Really OLD skool,,prob. hand built,,


----------



## weebob (Jan 19, 2018)

oops!!!must have double clicked


----------



## weebob (Jan 19, 2018)

DJF said:


> Very nice, any idea if it is a custom rig or original to a maker?
> And as the kid will be nice and safe, I still wonder who would have the seat up front and be the bumper?

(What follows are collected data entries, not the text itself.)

PR #3169, opened 2025-08-06
[JEWEL-944] Annotate breaking changes in API dumps

rock3r:
This adds a script that's run by the GitHub CI to validate that the PR is not introducing binary changes, and if it finds any, it adds annotations that show on the PR code. For stable API breaking changes, this will also fail the check.

This script should be able to be used locally as well, as when there is no PR_NUMBER env set, it just checks against HEAD~1 (assumes our changes are always at most one commit — we have other checks for that).

With this script, we get annotations in the PR for breakages.

* Dumps with issues get highlighted in the file tree:
  
  <br/>
* Stable breaking API changes get an error annotation:
  
  <br/>
* Experimental breaking API changes get an error annotation:
  
  <br/>
* It also appends a summary to the Actions run:
  image

 

### Notes
 * This only leaves annotations for experimental API changes, it does not fail the build. Its goal is to call out such changes so that the reviewers can evaluate them properly
 * The checks are naive; if an API is moved in the same file, it will still be considered broken. This should not be a big issue, since it is only posting annotations
 * We only get one annotation per removal "block" — i.e., if multiple consecutive rows are deleted, we only get one annotation. The log will contain all of them, however
 * The check explicitly skips the samples folder as those are not published modules and do not have any guarantees whatsoever. They should not have dumps to begin with...

### DIFF
--- a/platform/jewel/scripts/utils.main.kts
+++ b/platform/jewel/scripts/utils.main.kts
@@ -1,0 +1,91 @@
+@file:DependsOn("org.jetbrains.kotlinx:kotlinx-coroutines-core:1.10.1")
+@file:DependsOn("com.github.pgreze:kotlin-process:1.5.1")
+@file:Suppress("RAW_RUN_BLOCKING")
+
+import com.github.pgreze.process.Redirect
+import com.github.pgreze.process.process
+import kotlin.system.exitProcess
+import kotlin.time.Duration
+import kotlin.time.Duration.Companion.seconds
+import kotlinx.coroutines.runBlocking
+import kotlinx.coroutines.withTimeout
+import org.intellij.lang.annotations.Language
+import java.io.File
+
+fun checkGhTool() = runBlocking { runCommand(command = "which gh", workingDir = null, exitOnError = false).isSuccess }
+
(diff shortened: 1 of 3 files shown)


platform/jewel/scripts/utils.main.kts
```diff
@@ -0,0 +1,91 @@
...
+import com.github.pgreze.process.process
+import kotlin.system.exitProcess
+import kotlin.time.Duration
+import kotlin.time.Duration.Companion.seconds
+import kotlinx.coroutines.runBlocking
+import kotlinx.coroutines.withTimeout
+import org.intellij.lang.annotations.Language
+import java.io.File
+
+fun checkGhTool() = runBlocking { runCommand(command = "which gh", workingDir = null, exitOnError = false).isSuccess }
```
faogustavo, line 15: nit: Should we make this a val? I don't think this is something that can change on runtime

rock3r: I don't love having vals that calls `runBlocking` or suspend functions, that's mainly why it's a function

DanielSouzaBertoldi (approved):

rock3r:
Ready to merge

custom one off..I'm guessing...I was watchin this a few years ago and lost contact with it,,,


----------



## DJF (Jan 19, 2018)

The latter versions look pretty heavy while I can see the wicker being light enough to move with little effort.


----------



## DJF (Apr 20, 2018)

bump


----------



## bicicletas (Apr 22, 2018)

If I was looking for a wicker side-car, I would probably fab one using one of these as a starting point:

https://www.ebay.com/itm/1840s-70s-...082009?hash=item41d7019f59:g:m6QAAOSwFyhZ~Nbb
https://www.ebay.com/itm/VINTAGE-AN...535828?hash=item2cc704b654:g:rDYAAOSwjvJZOXR7
https://www.ebay.com/itm/Antique-Wh...042194?hash=item441b7e5c92:g:BzAAAOSwRr5Ztcrg
Ect.


----------



## DJF (Apr 22, 2018)

bicicletas said:


> If I was looking for a wicker side-car, I would probably fab one using one of these as a starting point:
> 
> https://www.ebay.com/itm/1840s-70s-...082009?hash=item41d7019f59:g:m6QAAOSwFyhZ~Nbb
> https://www.ebay.com/itm/VINTAGE-AN...535828?hash=item2cc704b654:g:rDYAAOSwjvJZOXR7
> ...



That is an excellent observation, it is true almost if not all wicker sidecars were built by convelesent chair companies mainly in Britian, however it is only certain frames that were used.

I have a saved search on eBay and other places for one such kind to come across but none have so far.

I was asking here as I would rather start with an original than try to create a best guess one, but I am still looking from both directions.


----------



## DJF (Sep 12, 2019)

anyone got new information on any old wicker or other bicycle sidecars?

Would love to see some of those "popular mechanics" or the like "frame plans".


----------



## DJF (Mar 15, 2020)

Still need a light wicker sidecar.


----------